* WHAT THIS TASK INVOLVES
Below are records; say how many of their lines include the word "please", giving nothing but the number.

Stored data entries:
PR #2503, opened 2025-05-05
Add version parameter to SingleTableSynthesizer

### LINKED ISSUE #2484: Add 'version' parameter to SingleTableSynthesizer.get_metadata
### Problem Description

_As a user, I'd like to see how the CAG patterns I use modify the metadata so that I know what columns exist in the data that gets modeled._

https://github.com/sdv-dev/SDV/blob/28b24957b8f328be41f87e19a6e8f85323bcb60a/sdv/single_table/base.py#L331

We have a `get_metadata` function on the base class for single table synthesizers. This lets users see the state of the metadata. When CAG patterns, the metadata might change before modeling. This is because the patterns sometimes transform tables and columns. Users and engineers may want to see this changed metadata state, so we need a way to expose it.
 
### Expected behavior

- Add a parameter called `version` to the `get_metadata` function.
- **Description**: `version` (str, optional):
                The version of metadata to return, must be one of 'original' or 'modified'. If
                'original', will return the original metadata used to instantiate the
                synthesizer. If 'modified', will return the modified metadata after applying this
                synthesizer's data patterns. Defaults to 'original'.

### Additional context

- [This PR](https://github.com/sdv-dev/SDV/pull/2472/files) add an attribute called _original_metadata that can be used to access the original instead of the modified metadata.

pvk-developer:
Resolves #2484 
CU-86b4tehv8

This pull request adds a new private attribute to the `BaseSynthesizer`, the `_input_metadata`. This attribute holds reference to the input metadata of the user. This allows us to determine wether or not they have updated the metadata after some steps and they forgot to re-create a synthesizer.

This conserves the current `self.metadata` and `self._original_metadata` as two different objects. The `_original_metadata` being the unmodified metadata of the original input, while `self.metadata` is the mutable version that could be altered by CAG's or other processes.

### DIFF
--- a/sdv/multi_table/base.py
+++ b/sdv/multi_table/base.py
@@ -200,13 +200,10 @@ class BaseMultiTableSynthesizer:
             error_msg = f"Unrecognized version '{version}', please use 'original' or 'modified'."
             raise ValueError(error_msg)
 
-        if version == 'original':
-            original = (
-                self._original_metadata if hasattr(self, '_original_metadata') else self.metadata
-            )
-            return original
-        else:
-            return self.metadata
+        if version == 'original' and hasattr(self, '_original_metadata'):
+            return Metadata.load_from_dict(self._original_metadata.to_dict())
+
+        return Metadata.load_from_dict(self.metadata.to_dict())
 
     def _transform_helper(self, data):
         """Validate and transform all CAG patterns during preprocessing.
--- a/sdv/single_table/base.py
+++ b/sdv/single_table/base.py
@@ -103,7 +103,11 @@ class BaseSynthesizer:
 
     def _check_input_metadata_updated(self):
         if not hasattr(self, '_input_metadata'):
-            unified_metadata = Metadata.load_from_dict(self._original_metadata.to_dict())
+            if hasattr(self, '_original_metadata'):
+                unified_metadata = Metadata.load_from_dict(self._original_metadata.to_dict())
+            else:
+                unified_metadata = Metadata.load_from_dict(self.metadata.to_dict())
+
             setattr(self, '_input_metadata', unified_metadata)
 
         if isinstance(self._input_metadata, Metadata):
--- a/sdv/single_table/base.py
+++ b/sdv/single_table/base.py
@@ -152,7 +152,7 @@ class BaseSynthesizer:
         # Points to the input metadata object and allows us to check if user has changed it
         self._input_metadata = metadata
 
-        # Points to a dynamic metadata object that could be re-created by CAG's
+        # Points to a dynamic metadata object that could be modified by constraints
         self.metadata = metadata
 
         self._table_name = Metadata.DEFAULT_SINGLE_TABLE_NAME
--- a/sdv/single_table/base.py
+++ b/sdv/single_table/base.py
@@ -158,7 +158,7 @@ class BaseSynthesizer:
         self.metadata.validate()
 
         # Points to a metadata object that conserves the initialized status of the synthesizer
-        self._original_metadata = deepcopy(metadata)
+        self._original_metadata = deepcopy(self.metadata)
         self._check_metadata_updated()
         self.enforce_min_max_values = enforce_min_max_values
         self.enforce_rounding = enforce_rounding
--- a/sdv/single_table/base.py
+++ b/sdv/single_table/base.py
@@ -101,16 +101,16 @@ class BaseSynthesizer:
             for sdtype, transformer in self._model_sdtype_transformers.items():
                 self._data_processor._update_transformers_by_sdtypes(sdtype, transformer)
 
-    def _check_original_metadata_updated(self):
-        if not hasattr(self, '_original_metadata'):
+    def _check_input_metadata_updated(self):
+        if not hasattr(self, '_input_metadata'):
             unified_metadata = Metadata.load_from_dict(self.metadata.to_dict())
-            setattr(self, '_original_metadata', unified_metadata)
+            setattr(self, '_input_metadata', unified_metadata)
 
-        if isinstance(self._original_metadata, Metadata):
-            metadata = self._original_metadata._convert_to_single_table()
+        if isinstance(self._input_metadata, Metadata):
+            metadata = self._input_metadata._convert_to_single_table()
 
         else:
-            metadata = self._original_metadata
+            metadata = self._input_metadata
 
         if metadata._updated:
             warnings.warn(
@@ -139,7 +139,13 @@ class BaseSynthesizer:
         self, metadata, enforce_min_max_values=True, enforce_rounding=True, locales=['en_US']
     ):
         self._validate_inputs(enforce_min_max_values, enforce_rounding)
-        self._original_metadata = self.metadata = metadata
+
+        # Points to the input metadata object and allows us to check if user has changed it
+        self._input_metadata = metadata
+
+        # Points to a dynamic metadata object that could be re-created by CAG's
+        self.metadata = metadata
+
         self._table_name = Metadata.DEFAULT_SINGLE_TABLE_NAME
         if isinstance(metadata, Metadata):
             self._table_name = metadata._get_single_table_name()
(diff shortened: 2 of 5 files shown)


sdv/single_table/base.py
```diff
@@ -101,16 +101,16 @@ def _update_default_transformers(self):
...
+            setattr(self, '_input_metadata', unified_metadata)
 
-        if isinstance(self._original_metadata, Metadata):
-            metadata = self._original_metadata._convert_to_single_table()
+        if isinstance(self._input_metadata, Metadata):
+            metadata = self._input_metadata._convert_to_single_table()
 
         else:
-            metadata = self._original_metadata
+            metadata = self._input_metadata
```
fealho, line 113: This approach doesn't resolve [this](https://github.com/sdv-dev/SDV/issues/2463) issue (if you run the code snippet the warning doesn't surface).

The reason is that it checks `if _input_metadata._updated` is True in line 115, but that may not be the case since only `medatada._updated` gets set to True by the user-facing methods.

sdv/single_table/base.py
```diff
@@ -150,6 +156,9 @@ def __init__(
             self.metadata.tables[self._table_name]._updated = metadata._updated
 
         self.metadata.validate()
+
+        # Points to a metadata object that conserves the initialized status of the synthesizer
+        self._original_metadata = deepcopy(self.metadata)
```
fealho, line 161: This needs to be set in line 162. `_check_metadata_updated` sets `self.metadata._updated` to False, which is how the `_original_metadata` attribute should be initialized.

tests/integration/single_table/test_base.py
```diff
@@ -653,18 +653,24 @@ def test_metadata_updated_warning_detect(mock__fit):
...
+    )
 
     # Run
     with warnings.catch_warnings(record=True) as record:
         instance = BaseSingleTableSynthesizer(metadata)
         instance.fit(data)
 
     # Assert
-    assert len(record) == 2
+    assert len(record) == 3
```
fealho, line 667: You shouldn't update this, the warning shouldn't be surfacing here. Moving the position of the `original_metadata` attribute to line 162 as I described above should solve this.

fealho (changes requested):

sdv/single_table/base.py
```diff
@@ -343,12 +352,26 @@ def get_parameters(self):
...
+                synthesizer's CAG patterns. Defaults to 'original'.
+        """
+        if version not in ('original', 'modified'):
+            raise ValueError(
+                f"Unrecognized version '{version}', please use 'original' or 'modified'."
+            )
+
+        table_name = getattr(self, '_table_name', None)
+        if hasattr(self, '_original_metadata') and version == 'original':
+            return Metadata.load_from_dict(self._original_metadata.to_dict(), table_name)
```
fealho, line 372: If `_original_metadata` is already a `Metadata` object this is unnecessary.

sdv/single_table/base.py
```diff
@@ -343,12 +352,26 @@ def get_parameters(self):
...
+
+        return Metadata.load_from_dict(self.metadata.to_dict(), table_name)
```
fealho, line 374: Same here.

sdv/single_table/base.py
pvk-developer: Yeah this makes sense!

sdv/single_table/base.py
pvk-developer: `get_metadata` has to return a copy.

tests/integration/single_table/test_base.py
pvk-developer: This doesn't have to do with the `original_metadata` but the `_input_metadata` which is the object that the user has currently in the running environment. I do see however that we should probably set the flag to `False` once we created the instance of this synthesizer.

Added it here: https://github.com/sdv-dev/SDV/pull/2503/commits/f8b3ef7708ac3500ee6b4dfaa1f8ceff2cc34c20

sdv/single_table/base.py
pvk-developer: image
I'm not sure if I understand your concern here , but I think it works as intended.

sdv/single_table/base.py
fealho: That's a good catch. In that case though, returning a deepcopy of the object makes the intention clearer. Either way, this change should probably be replicated on the other two `get_metadata` methods [here](https://github.com/sdv-dev/SDV/blob/feature/single-table-CAG/sdv/multi_table/base.py#L203-L209) and [here](https://github.com/datacebo/SDV-Enterprise/blob/eb3ac78b1a6a4b685756251a85abb9a371be64fe/sdv_enterprise/sdv/multi_table/cag/base.py#L55-L61).

tests/integration/single_table/test_base.py
fealho: Yes, this is what I meant.

sdv/single_table/base.py
fealho: This gets fixed with your latest commit. My only concern would be if the user changes what metadata instance they are using - by saving and loading the metadata for example - but maybe we don't care about such cases?

sdv/single_table/base.py
pvk-developer: Good catch, I will add it to those files asap.

pvk-developer: Done in [8cceac7](https://github.com/sdv-dev/SDV/pull/2503/commits/8cceac7a3149dc487035a4f51c8bba3b1488a3a2)

sdv/multi_table/base.py
```diff
@@ -200,13 +200,10 @@ def get_metadata(self, version='original'):
...
 
-        if version == 'original':
-            original = (
-                self._original_metadata if hasattr(self, '_original_metadata') else self.metadata
-            )
-            return original
-        else:
-            return self.metadata
+        if version == 'original' and hasattr(self, '_original_metadata'):
+            return deepcopy(self._original_metadata)
```
fealho, line 204: Is it possible this is a `SingleTableMetadata` for the backwards compatibility case? If so, should it be converted to `Metadata`? Same for line 206.

fealho (commented):
Looks good, I left one final comment.

sdv/multi_table/base.py
pvk-developer: I guess thats why we had it with `Metadata.load_from_dict` ? 😓 I will just re-vert this changes (not using deepcopy).

frances-h (approved):

sdv/single_table/base.py
```diff
@@ -101,16 +101,16 @@ def _update_default_transformers(self):
             for sdtype, transformer in self._model_sdtype_transformers.items():
                 self._data_processor._update_transformers_by_sdtypes(sdtype, transformer)
 
-    def _check_original_metadata_updated(self):
-        if not hasattr(self, '_original_metadata'):
-            unified_metadata = Metadata.load_from_dict(self.metadata.to_dict())
-            setattr(self, '_original_metadata', unified_metadata)
+    def _check_input_metadata_updated(self):
+        if not hasattr(self, '_input_metadata'):
+            unified_metadata = Metadata.load_from_dict(self._original_metadata.to_dict())
```
fealho, line 106: You need to check that the `_original_metadata` attribute exists for backwards compatibility.

amontanez24 (commented):
I think this looks good!

fealho (approved):
Great work! :shipit:

sdv/single_table/base.py
```diff
@@ -139,7 +148,13 @@ def __init__(
         self, metadata, enforce_min_max_values=True, enforce_rounding=True, locales=['en_US']
     ):
         self._validate_inputs(enforce_min_max_values, enforce_rounding)
-        self._original_metadata = self.metadata = metadata
+
+        # Points to the input metadata object and allows us to check if user has changed it
+        self._input_metadata = metadata
+
+        # Points to a dynamic metadata object that could be re-created by CAG's
```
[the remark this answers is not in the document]
pvk-developer: Done in [0564306](https://github.com/sdv-dev/SDV/pull/2503/commits/0564306310bae42c16964d77516aa7652175917b)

* TASK SOLUTION
2